Yes, I do use a single Timer for the game loop. It seems sufficient for now. Are you suggesting that I should actively seek to control the framerate ?

----------


## dday9

Yes, most definitely.

----------


## Niya

Yea, I've seen Jacob Roman talk about this a couple times. He always writes a LockFrameRate function for his games and such. But what I don't understand is why. It suggests that it's bad to let the game draw the frames as fast as it could which is essentially what I'm doing. I've thought about locking the frame rates but I haven't had a compelling reason to do so.

----------


## dday9

What will wind up happening is something that compiles perfectly on your computer will glitch up(sometime really bad) on a slower computer. Locking in the frame rate will always provide consistent performance as one step will not go forward until at least X amount of frames has passed. Without a managed game loop you can expect to tearing graphics and if your application is very physics heavy, you can see the physics render after the drawing occurs which can eventually lead to a crash. And don't get me wrong, JR is a great game programmer, however there are a few things that I don't agree on with him... one thing is that he always loops on the GUI thread where as I always loop on a separate thread.

----------


## Niya

Wait a minute, doesn't DirectX by default update the front buffer in sync with screen refreshes ? I've been reading up on locking in frame rates and its like you said, its used to avoid tearing but for some reason I've never gotten that glitch so I'm assuming that there must be some way to swap buffers faster than the refresh rate in DirectX which would explain why this can become an issue. I have to admit, there is still a lot about this that I still don't understand.

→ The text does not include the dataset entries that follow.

PR #727, opened 2022-08-29
Adds check if account is claimed before moving OU - Take Two

iamkirkbater:
Reverts openshift/aws-account-operator#726, which removed the functionality that another PR added.

This re-adds the original functionality of trying to allow correct movement of the OU, however instead of using the accountclaim controller's naive implementation we're utilizing an in-memory map of the OUs that we've seen before to sidestep AWS Rate limits.

### DIFF
--- a/pkg/controller/validation/account_validation_controller.go
+++ b/pkg/controller/validation/account_validation_controller.go
@@ -9,6 +9,7 @@ import (
 	"time"
 
 	"github.com/aws/aws-sdk-go/aws"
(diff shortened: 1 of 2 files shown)


iamkirkbater:
TODO: Fix or remove unit tests to see if this works in stage before spending too much more time trying to fix unit tests.

bergmannf:
/lgtm

Bit strange that there is no way to filter organizational-units by name, but I looked through the API-calls and there seems to be no faster way to do it, than iterating unfortunately.

PR #729, opened 2022-09-20
[OSD-13258] Do not validate accounts being deleted.

bergmannf:
As we already do not validate accounts that don't exist, this will also skip validation for accounts that are in the process of being deleted.

### DIFF
--- a/controllers/validation/account_validation_controller.go
+++ b/controllers/validation/account_validation_controller.go
@@ -4,9 +4,10 @@ import (
 	"context"
 	"errors"
 	"fmt"
-	"sigs.k8s.io/controller-runtime/pkg/controller"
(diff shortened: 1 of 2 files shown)


controllers/validation/account_validation_controller.go
```diff
@@ -360,6 +361,10 @@ func (r *AccountValidationReconciler) Reconcile(ctx context.Context, request ctr
 		log.Error(err, "Could not retrieve account to validate", "account-request", request.NamespacedName)
```
iamkirkbater, line 361: Can we also change this to a `log.Info` here?
```suggestion
		log.Info(err, "Account does not exist", "account-request", request.NamespacedName)
```

PR #733, opened 2022-09-27
Removes accountpool validation check

iamkirkbater:
Removes the extra check in the validation controller making sure that the account is owned by the accountpool.  This gives us the ability to validate migrated accounts (migrated from v3 - v4 shards)


AlexVulaj:
I'm a little wary of dropping this check outright.  Disregarding the migration from v3 to v4, does this check have any value for v4 clusters?  As a follow up, what circumstances would need to occur for an account to _not_ be owned by the account pool?

bergmannf:
I think we can put this in, but I would run in non-enabled mode again to check we don't move something we don't want to.

PR #735, opened 2022-11-18
[OSD-13615] AAO accountpool Service Quota handling 

dkeohane:
# What is being added?
AWS Account Operator supports increasing support quota limits for a specific accountpool on a per-region basis.

Example configmap formatting:
```
zero-size-accountpool: 
  default: true
hs-zero-size-accountpool:
  servicequotas:
    default:
      L-1216C47A: '750'
      L-0EA8095F: '200'
      L-69A177A2: '255'
      L-0263D0A3: '6'
    us-east-1:
      L-1216C47A: '11'"
```
The above information gets loaded into the spec of an Account CR on account creation in the accountpool_controller (therefore this code change will not affect existing account CRs for a given pool, even if this pool has a SQ defined - those changes will be added in a future PR). These newly created Account CRs will attempt to request a service quota increase during their 'PendingValidation' state (this process can take a few hours per Account), and will eventually become Ready on completion. 

Ref [OSD-13615](https://issues.redhat.com//browse/OSD-13615)
Ref [OSD-15001](https://issues.redhat.com/browse/OSD-15001)


controllers/accountclaim/accountclaim_controller.go
```diff
@@ -146,20 +147,34 @@ func (r *AccountClaimReconciler) Reconcile(ctx context.Context, request ctrl.Req
...
+		}
+
+		if err = r.Client.List(context.TODO(), accountList, listOpts...); err != nil {
+			reqLogger.Error(err, "Unable to get accountList")
+			return reconcile.Result{}, err
+		}
+
+		// If the AccountClaim is targetting a specific AccountPool, we want to claim an account from it
+
+		filteredAccountList := &awsv1alpha1.AccountList{}
```
iamkirkbater, line 168: I think we'll need to filter _out_ accounts from the non-default accountpool if it's not defined, too, right?

Otherwise there's a chance that a normal OSD account will attempt to claim one from the other pool.

iamkirkbater (changes requested):
Mostly looks good, definitely on the right track.  One change that needs to be addressed.

api/v1alpha1/account_types.go
```diff
@@ -176,6 +196,26 @@ func (a *Account) HasSupportCaseID() bool {
 	return a.Status.SupportCaseID != ""
 }
 
+//HasOpenQuotaIncreaseRequests returns true if an account has any open quota increase requests
+func (a *Account) HasOpenQuotaIncreaseRequests() bool {
+	for _, v := range a.Status.QuotaIncreaseRequests {
```
iamkirkbater, line 201: Was the linter complaining about using `_, v` in general, or was it complaining about using it when the list is a list of pointers?  I don't remember, but we should double check the linter to make sure it doesn't complain about this, where it was pushing us in the past to use `for i := range myList { mylist[i].something }`

controllers/accountclaim/accountclaim_controller.go
```diff
@@ -427,49 +418,92 @@ func (r *AccountClaimReconciler) getClaimedAccount(accountLink string, namespace
...
 	if unclaimedAccountFound {
 		reqLogger.Info(fmt.Sprintf("Claiming account: %s", unclaimedAccount.ObjectMeta.Name))
 		return &unclaimedAccount, nil
 	}
-
 	// Neither unclaimed nor reused accounts found
 	return nil, fmt.Errorf("can't find a ready account to claim")
 }
 
+func (r *AccountClaimReconciler) getDefaultAccountPoolName() (string, error) {
```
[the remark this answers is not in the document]
iamkirkbater: Survey from Slack says that we should put this in the configmap.

controllers/accountclaim/accountclaim_controller_test.go
```diff
@@ -313,3 +314,347 @@ func (p *possiblyErroringFakeCtrlRuntimeClient) Update(
...
+
+	err := apis.AddToScheme(scheme.Scheme)
+	if err != nil {
+		fmt.Printf("failed adding apis to scheme in account controller tests")
+	}
+	localmetrics.Collector = localmetrics.NewMetricsCollector(nil)
+
+	BeforeEach(func() {
+		ctrl = gomock.NewController(GinkgoT())
+		myYaml := `
```
bergmannf, line 348: Does this work? It seems to be missing any of the 'multiline' markers for yaml like `|`.

controllers/account/account_controller_test.go
```diff
@@ -1415,4 +1420,167 @@ var _ = Describe("Account Controller", func() {
...
+						Namespace: TestAccountNamespace,
+						Name:      TestAccountName,
+					}, &k8sAccount)
+					Expect(k8sAccount.Status.State).To(Equal(AccountReady))
+				})
+			})
+		})
+	})
+
+	AfterEach(func() {
```
dkeohane, line 1583: Probably move this back up to where it was to be more in line with the rest of our tests

controllers/account/cases.go
```diff
@@ -111,6 +111,5 @@ func checkCaseResolution(reqLogger logr.Logger, caseID string, client awsclient.
 		return true, nil
 	}
 
-	// reqLogger.Info(fmt.Sprintf("Case [%s] not yet Resolved, waiting. Current Status: %s", caseID, *caseResult.Cases[0].Status))
```
dkeohane, line 114: Add back in?

controllers/account/ec2.go
```diff
@@ -43,7 +39,7 @@ func (r *AccountReconciler) InitializeSupportedRegions(reqLogger logr.Logger, ac
 	// We should not bomb out just because we can't retrieve the vCPU value
 	// and we'll just continue with a "0"
 	// Errors are logged already in getDesiredVCPUValue
-	vCPUQuota, _ := r.getDesiredVCPUValue(reqLogger)
+	vCPUQuota, _ := r.getDesiredServiceQuotaValue(reqLogger, "vcpu")
```
dkeohane, line 42: We should validate which types we want to use where, either string or the new servicequota types

controllers/account/service_quota.go
```diff
@@ -0,0 +1,382 @@
...
+	"github.com/go-logr/logr"
+	awsv1alpha1 "github.com/openshift/aws-account-operator/api/v1alpha1"
+	"github.com/openshift/aws-account-operator/pkg/awsclient"
+	controllerutils "github.com/openshift/aws-account-operator/pkg/utils"
+	"github.com/openshift/aws-account-operator/test/fixtures"
+)
+
+const (
+/*
+   limits required are in this accepted adr's "how" section: SD-ADR-0075: OSD Fleet Manager AWS Account Management
```
dkeohane, line 21: remove?

controllers/account/service_quota.go
```diff
@@ -0,0 +1,382 @@
...
+		}
+	}
+
+	// Otherwise return false (doesn't need increase) and any errors
+	return false, err
+}
+
+// setRegionVCPUQuota sets the AWS quota limit for vCPUs in the region
+// This just sends the request, and checks that it was submitted, and does not wait
+func setServiceQuota(client awsclient.Client, quotaCode string, serviceCode string, desiredQuota float64) (string, error) {
```
dkeohane, line 175: Add reqLogger?

controllers/account/service_quota_test.go
```diff
@@ -0,0 +1,97 @@
...
+	"github.com/openshift/aws-account-operator/pkg/awsclient/mock"
+	"github.com/openshift/aws-account-operator/pkg/testutils"
+	"k8s.io/client-go/kubernetes/scheme"
+)
+
+func TestAccountReconciler_HandleServiceQuotaRequests(t *testing.T) {
+
+	err := apis.AddToScheme(scheme.Scheme)
+	if err != nil {
+		fmt.Printf("failed adding to scheme in account_controller_test.go")
```
dkeohane, line 23: service_quota_test.go

controllers/accountclaim/accountclaim_controller.go
```diff
@@ -427,45 +419,72 @@ func (r *AccountClaimReconciler) getClaimedAccount(accountLink string, namespace
...
+	}
+
+	defaultAccountPoolName, err := config.GetDefaultAccountPoolName(reqLogger, r.Client)
+
+	if err != nil {
+		return nil, err
+	}
+
+	if defaultAccountPoolName == "" {
+		return nil, fmt.Errorf("can't find a ready account to claim") // TODO CHANGE WORDING
```
dkeohane, line 442: TODO

controllers/accountpool/accountpool_controller.go
```diff
@@ -103,8 +114,52 @@ func (r *AccountPoolReconciler) Reconcile(ctx context.Context, request ctrl.Requ
...
+func (r *AccountPoolReconciler) handleServiceQuotas(reqLogger logr.Logger, account *awsv1alpha1.Account) error {
+	reqLogger.Info("Loading Service Quotas")
+
+	cm, err := utils.GetOperatorConfigMap(r.Client)
+	if err != nil {
+		reqLogger.Error(err, "failed retrieving configmap")
+		return err
+	}
+
+	accountpoolString := cm.Data["accountpool"]
```
dkeohane, line 126: err handling

api/v1alpha1/account_types.go
```diff
@@ -35,23 +35,61 @@ type AccountSpec struct {
...
+type ServiceRequestStatus string
+
+const (
+	ServiceRequestTodo       ServiceRequestStatus = "TODO"
+	ServiceRequestInProgress ServiceRequestStatus = "IN_PROGRESS"
+	ServiceRequestCompleted  ServiceRequestStatus = "COMPLETED"
+	ServiceRequestDenied     ServiceRequestStatus = "DENIED"
+)
+
+type SupportedServiceQuotas string
```
AlexVulaj, line 64: It seems odd to create custom aliases for primitive types, but I think it makes sense in this case for clarity.

controllers/account/ec2.go
AlexVulaj, line 42: Let's handle this error here in some way, even if all we do is log it.

controllers/account/service_quota.go
```diff
@@ -0,0 +1,352 @@
+package account
+
+import (
+	"fmt"
+	"strconv"
+	"time"
+
+	retry "github.com/avast/retry-go"
```
AlexVulaj, line 8: My IDE tells me this alias isn't needed because the package itself is named "retry." Non functional but maybe worth the clean up.

controllers/account/service_quota.go
```diff
@@ -0,0 +1,352 @@
...
+			reqLogger.Info(fmt.Sprintf("Requiring a servicequota increase: current [%.1f] wanted [%.1f]\n", *result.Quota.Value, desiredQuota))
+			return true, err
+		}
+	}
+
+	// Otherwise return false (doesn't need increase) and any errors
+	return false, err
+}
+
+func setServiceQuota(reqLogger logr.Logger, client awsclient.Client, quotaCode string, serviceCode string, desiredQuota float64) (bool, error) {
```
AlexVulaj, line 183: I think we can drop the logger here - I don't see anywhere it's being used.

controllers/account/service_quota.go
```diff
@@ -0,0 +1,352 @@
...
+		return false, err
+	}
+
+	if err != nil {
+		return false, err
+	}
+	return true, nil
+}
+
+func checkQuotaRequestStatus(reqLogger logr.Logger, awsClient awsclient.Client, quotaCode string, serviceCode string, expectedQuota float64) (awsv1alpha1.ServiceRequestStatus, error) {
```
AlexVulaj, line 262: Same comment about this logger

controllers/account/service_quota.go
```diff
@@ -0,0 +1,352 @@
...
+				)
+				return err
+			},
+
+			// Retry if we receive some specific errors: access denied, rate limit or server-side error
+			retry.RetryIf(func(err error) bool {
+				if aerr, ok := err.(awserr.Error); ok {
+					switch aerr.Code() {
+					// AccessDenied may indicate the BYOCAdminAccess role has not yet propagated
+					case "AccessDeniedException":
```
AlexVulaj, line 293: Last place I see this - just a duplicate comment on the above.

controllers/accountpool/accountpool_controller.go
```diff
@@ -106,6 +114,61 @@ func (r *AccountPoolReconciler) Reconcile(ctx context.Context, request ctrl.Requ
...
+		return err
+	}
+
+	accountpoolString, found := cm.Data["accountpool"]
+	if !found {
+		reqLogger.Error(fixtures.NotFound, "failed getting accountpool data from configmap")
+		return fixtures.NotFound
+	}
+
+	type Servicequotas map[string]string
```
AlexVulaj, line 132: Could this reuse the `ServiceQuotas` type from account_types?

AlexVulaj:
This all looks good to me functionally. I left a few comments that are more stylistic than anything. I'd feel more comfortable with more test cases in service_quota_test.

controllers/accountpool/accountpool_controller.go
bergmannf: This one is different because the configmap holds a nested YAML for the servicequota definition we want to load. 
Because of the nested YAML we can't load it in one step in go, but instead have to load a string first and then convert it to the actual type later in this function:

This is a configmap example we use to test:
```yaml
accountpool: "\nzero-size-accountpool: \n  default: true\nhs-zero-size-accountpool:\n
    \ servicequotas:\n    default:\n      L-1216C47A: '10'\n      L-0263D0A3: '6'\n
    \   us-east-1:\n      L-1216C47A: '11'"
```

And the value of the accountpool must first be loaded as string as it's still yaml, after the first Unmarshal ...

api/v1alpha1/account_types.go
bergmannf: It helps to limit the values it can take at least - kind of like a poor man's enum.

PR #1229, opened 2015-12-16
Poc/fortran check use only

ggouaillardet:


jsquyres:
@ggouaillardet I'm not sure why Travis elected not to build this PR.  It may have something to do with a problem Travis had with the open-mpi/ompi repo last night (I mailed Travis support last night asking why all of our Travis jobs from yesterday still hadn't started yet -- they fixed something and they all eventually processed), meaning: your PR is the first event after this clearing of the backlog.  I emailed Travis support again asking if there's something else weird going on, but I do note that https://travis-ci.org/open-mpi/ompi/requests says that this PR has a missing `.travis.yml`.  Did it get confused somehow, because this commit *updates* `.travis.yml`...?  We'll see what support says.

.travis.yml
```diff
@@ -27,17 +29,30 @@ env:
...
 
-# Install dependencies for the verbs and usnic providers.  Note that
-# the libfabric verbs provider cannot currently build on Travis, so we
-# disable it with --disable-verbs (see
-# https://github.com/ofiwg/libfabric/issues/1553 for a description of
-# the RAI_FAMILY issue).
+# install dependencies for the verbs and usnic providers
+# libfbric verbs provider cannot current build without RAI_FAMILY
+# see https://github.com/ofiwg/libfabric/issues/1553
+# bla
```
jsquyres: Did you mean to drop the changes I made to this comment?

jsquyres:
@ggouaillardet BTW, did we determine that this is a gfortran 5.x bug?  (requiring multiple source files)  I.e., does it need to be reported upstream?

.travis.yml
ggouaillardet: I thought Travis somehow blacklisted the original pr, so I made a new one
my comment is not related whatsoever to what you wrote above, I simply wanted some change to commit, hopping Travis would start a test.
Travis tested #1228(created a few hours ago) but not this one (!)

I will commit my configure change only tmoor row(I added -I. to FCFLAGS as you pointed), and keep playing with travis in an other pr.
btw, do you want to test 6 environments {linux,osc}*{clang,default gcc,gcc 5} or 4 (e.g. do not test with default gcc since it cannot build f08 bindings)

the error is odd ...
one source file works fine on my mac (yosemite with latest patches, and gcc 5.3 from brew) and centos 7.
but fails on Travis (same gcc 5.3, older xcode, I do not know which osx)
and the test fails with pgi 15.10 with 1 or 3 source files.
so I guess this is not worth reporting, since this issue is solved with recent osx, and I do not know the root cause (gcc ?, OS X ? Xcode ? strange interaction between gcc and old osx/xcode ?)

ggouaillardet:
@jsquyres 
btw, i just found a critical error in my initial ```.travis.yml``` and that did explain why the PR was not built.
i found that by manually checking my config via https://lint.travis-ci.org/
and i could not find this error was reported by travis
(since you have some admin rights, maybe you got something i did not have ?)

jsquyres:
Nope, I didn't see any additional info on Travis about why it didn't build.

Oh well -- I guess some types of .travis.yml errors aren't reported.  So we'll just have to keep that in mind.

jsquyres:
BTW, do you need to PR this .m4 change to v1.10/v2.x?

ggouaillardet:
yep, will do too

PR #1235, opened 2015-12-17
btl/openib: do not mix exp and non exp verbs

ggouaillardet:


ggouaillardet:
@hjelmn can you please have a look at this ?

As for game loops on a worker thread.....I've actually thought about it. I almost implemented that way but ultimately decided that I'd let every thing run on the UI thread since I'd have to invoke there anyway to render to the IArena control if the game loop was on another thread. However, I've recently done some testing with regards to performance when using multi-core systems. Heavy algorithms like collision detection would benefit tremendously on multicore systems if they were threaded.

----------


## Nightwalker83

What are the other menu for next to the "Options" menu?

----------


## Niya

> What are the other menu for next to the "Options" menu?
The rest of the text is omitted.